Les lignes droites et la symétrie, ok, mais tu peux donner des exemples de motifs primitifs ?
The Scythe-Meister a écrit:
De plus, écrire c'est "expérimenter sa mort" pour citer Jabès. Cela revient à s'étendre en se figeant, à perpétuer son être tout en le laissant mourir, à engager son être dans la possibilité d'être à nouveau. Donner son livre à terminer à l'autre, c'est un geste d'ouverture, pour Izzy c'est donner sa mort à l'autre. Le recevoir et accepter de l'écrire, ce n'est pas juste combler le vide, retrouver l'autre ou une forme de l'autre comme dans la lecture, mais le perpétuer. Dans ce double geste, il y a le principe d'immortalité. Transposé au récit principal de The Fountain, être immortel, c'est perpétuer sa pensée dans l'autre au travers de l'écriture.
Ok. Sur le fond je suis tout à fait d’accord.

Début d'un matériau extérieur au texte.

PR #3841, opened 2026-08-12
🤖 fix: never resume the parent as the compact agent after compaction

ibetitsmike:
## Summary

Parent auto-resume no longer adopts the compact agent's identity. `TaskService.resolveParentAutoResumeOptions` now treats `compact` as ineligible in both the stream-end hint and the history scan, so wake turns triggered around compaction resume with the real pre-compaction agent, its configured model, and its tools.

C’est un thème original au cinéma (voire même tout court), et qui peut donner un résultat très beau. J’ai hâte de revoir le film, du coup, mais il me semblait vraiment que la mise en scène plombait le film. La fin « nirvanaësque » de Jackman, par exemple, m’a franchement horripilée. Je pense finalement que le film aurait gagné à être plus simple, plus sobre, plus modeste, moins tape-à-l’œil.

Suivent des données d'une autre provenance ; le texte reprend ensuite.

PR #3853, opened 2026-08-14
🤖 fix: show hidden sub-agents summary while the coordinator streams

ibetitsmike:
## Summary

Fixes the just-merged "hide sub-agents in the sidebar" setting (#3847): the hidden-descendants summary never appeared in the primary scenario because it was gated on the parent workspace being idle. Coordinators stream for nearly the whole time their background sub-agents run, so users who enabled the setting saw hidden rows and no census, i.e. zero delegated-work visibility.

## Background

Field report from Mike: 4+ active background sub-agents, setting enabled, and the parent row showed only its todo-derived status. `shouldShowHiddenSubAgentsStatus` required `displayStreamingStatusPhase === null` and no armed bash monitor, which excludes exactly the orchestration window the summary exists for.

## Implementation

Drop the streaming and bash-monitor gates so the census outranks the row's own streaming/todo/bash-monitor status text whenever hidden descendants are active or queued. Questions, deletion, and errors still win, and the status dot still reflects the parent's own work. When all descendants go inactive, the row falls back to the normal status line as before.

## Validation

Flipped the old "streaming wins over summary" test to assert the summary renders while the coordinator streams with an `agentStatus` set (the reported scenario), and added a bash-monitor regression test.

## Risks

Low. One boolean gate change in `AgentListItem`; the summary only renders when the opt-in setting provides a `hiddenSubAgentsSummary`, so default-off behavior is untouched. Tradeoff: while any hidden descendant is active, the parent's todo status text is superseded by the census.

---

### DIFF
--- a/src/browser/components/AgentListItem/AgentListItem.test.tsx
+++ b/src/browser/components/AgentListItem/AgentListItem.test.tsx
@@ -607,16 +607,37 @@ describe("AgentListItem", () => {
     expect(rowView.queryByText("Workflow running")).toBeNull();
   });
 
-  test("keeps coordinator streaming copy ahead of the hidden sub-agents summary", () => {
-    mockWorkspaceSidebarState = createWorkspaceSidebarState({ canInterrupt: true });
+  test("shows the hidden sub-agents summary while the coordinator itself streams", () => {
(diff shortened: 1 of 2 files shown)


ibetitsmike:
@codex review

The Scythe-Meister a écrit:
Sachant qu'aucun film ne peut rien faire de plus que renvoyer à cette pensée, c'est déjà pas mal. L'intérêt est avant tout sensoriel, il s'agit d'expérimenter un ordre impossible à atteindre dans le livre. C'est différent. Si je veux de la philosophie j'ouvre un bouquin de philosophie. Evidemment que ce n'est ni du Blanchot ni du Heidegger, mais aucun film ne le sera jamais.
Je ne demande pas à voir un film-thèse, mais on peut très bien, dans un film, élaborer une pensée, un discours sans tomber dans le pensum. La relation entre Izzy et Scratchy (j’ai oublié le nom de Jackman), notamment avec le bouquin, fait plus que renvoyer, finalement, à cette pensée, elle l’illustre presque.

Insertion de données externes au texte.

PR #3854, opened 2026-08-14
🤖 fix: clone read-only GitHub repos without write-capable credentials

ibetitsmike:
## Summary

Cloning a GitHub repo you can read but not write to could fail in the Clone dialog. This PR adds an HTTPS fallback when `owner/repo` shorthand SSH clones fail, and clarifies GitHub's misleading `remote: Write access to repository not granted.` error.

## Background

Two mechanisms broke read-only clones:

1. `owner/repo` shorthand expanded to `git@github.com:owner/repo.git` whenever `SSH_AUTH_SOCK` existed (near-universal on macOS). GitHub SSH requires a recognized key even for public repos, so readable repos failed with `Permission denied (publickey)` with no fallback.
2. GitHub answers HTTPS clones with `remote: Write access to repository not granted.` (403) when the presented credential cannot _read_ the repo (typically an under-scoped or fine-grained token). Mux surfaced that verbatim, which reads exactly like "cloning requires write access". Mux never requires write access to clone.

## Implementation

- `normalizeRepoUrlForClone` now returns an optional `fallbackCloneUrl`: shorthand still prefers SSH when an agent socket exists, but carries the HTTPS URL as a fallback. Explicit URLs are never rewritten.
- `cloneWithProgress` loops over the attempt URLs via a new private `runGitCloneAttempt` generator (single-attempt spawn/stream logic moved there; abort/cleanup/askpass semantics preserved per attempt). User-driven cancellations (rejected host key, cancelled credential prompt, abort) do not trigger the fallback; only organic clone failures do.
- `withCloneReadAccessHint` appends a clarification when stderr contains GitHub's "Write access to repository not granted": cloning needs only read access and the credential Git presented cannot read the repo.

## Validation

Behavioral tests cover: fallback ordering and success, no fallback for explicit SSH URLs, abort between attempts spawns no second clone and leaves no debris, and hint gating on the exact GitHub stderr (including a negative case where SSH `Permission denied` gets no hint).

The Scythe-Meister a écrit:
Enfin "renvoyer" ce n'est pas péjoratif pour moi, toutes les oeuvres passent leur temps à renvoyer à d'autres oeuvres (c'est le principe de la bibliothèque de Babel de Borgès, n'est-ce pas?).
Ce n’est pas péjoratif, mais ça peut parfois montrer les limites de l’œuvre. Ce qui n’est pas péjoratif non plus. On s’en sort pas !
Une œuvre qui ne ferait QUE renvoyer à d’autres œuvres, ce serait à faire. Ca a même sans doute été fait.
Quant à la Bibliothèque de Babel, ce n’est pas le seul principe de la nouvelle !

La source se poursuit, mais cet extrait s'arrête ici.